PR #1178, opened 2016-07-28
Replace dashes with underscores when searching for matching hosts

Calvinp:
Sometimes hostnames are presented with dashes, sometimes with underscores.  On the tasks page they are presented with underscores. Because of this, when linked from a page where they're presented with dashes, no match would be found. This fixes that.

§ DESCRIPTION OF THE TASK: Print the listing above in its entirety, with every line exact.

§ PROBLEM SOLUTION:
PR #1178, opened 2016-07-28
Replace dashes with underscores when searching for matching hosts

Calvinp:
Sometimes hostnames are presented with dashes, sometimes with underscores.  On the tasks page they are presented with underscores. Because of this, when linked from a page where they're presented with dashes, no match would be found. This fixes that.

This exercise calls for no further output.